Un titre attirant , « Vers la beauté » et l’image de
Jeanne Hébuterne…
Ce qu’il y faut de
signification, ce qu’il y faut de mystère.
Ce qu’il y faut aussi pour
nous attirer.
Dans une période où le monde alentour s’agite et s’assombrit
des malheurs du monde (1) et des angoisses sociales, dans un âge de la vie, le mien, le nôtre, où
s’il y a de grands bonheurs privés les nuages de l’incertitude se pressent, la beauté , actuellement pour moi celle de
certaine musique que nous aimons et que
nous poursuivons sans relâche, nous sauve de la tristesse absolue…( Glycines et lilas aussi mais peut-être
seulement parce que une Colette ou autre poète nous en a désigné
l’image..)
J’ai donc acheté « Vers
la beauté » ...
Une première partie surprenante et
prenante : j’ai adoré ce prof de « Beaux Arts » qui
laisse tout pour se faire « gardien de musée »
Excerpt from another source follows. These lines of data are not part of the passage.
Issue #392, opened 2022-01-25
swamp: race in NewSwamp and Core


Wondertan:
![image](https://user-images.githubusercontent.com/22449364/150992689-74f52b01-b556-42eb-ac76-d8891412791f.png)

Wondertan:
Found in https://github.com/celestiaorg/celestia-node/pull/334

(Personnages étranges que ces
gardiens qui m’ont toujours intriguée voire fascinée, auxquels je dis bonjour
avec naïveté et obstination, poiur leur manifester qu’ils ne sont pas pour moi
des meubles se fondant dans le décor .
Nous en avons parfois croisé de surprenants qui nous
ont fait la présentation des lieux comme hôtes hospitaliers ou même une fois
expliqué comme la perspective d’une
œuvre différait suivant les endroits où l’on se plaçait pour la regarder et de
nous faire essayer différents points de vue…
Bref ce premier épisode de l’ histoire , cet Antoine qui parlait le
soir seul à seul à Jeanne Hébuterne m’a séduite d’entrée ...
Au fil
des pages, rencontres de nombre d’autres facteurs de séduction :
-Le musée d’Orsay… « Une ancienne gare…Entre les Manet et les Monet,
on peut se laisser aller à imaginer les trains arrivant au milieu des tableaux »
-Des connivences fortes, par
exemple, des jugements que nous aurions
pu aussi Michel et moi partager, « les
propos calamiteux » des visiteurs du Musées : « Certains ne disaient pas « j’ai visité
le Musée d’Orsay »mais « j’ai fait Orsay », un verbe qui trahit
une sorte de nécessité sociale ;pratiquement une liste de courses. Ces
touristes n’hésitaient pas à employer la même expression pour les pays « j’ai
fait le Japon l’an dernier »
Comme si un pays, une œuvre
d’art une fois « faits » n’étaient plus à revoir, épuisés, à juste
portés au compte d’un CV de la culture…de l’ordre de « Faut avoir
vu… »
-Des manières d’écrire qui
m’apparaissent comme une fantaisie
formelle , petit jeu esthétique , comme une manière de signature : par exemple l’usage comme en documentation d’un »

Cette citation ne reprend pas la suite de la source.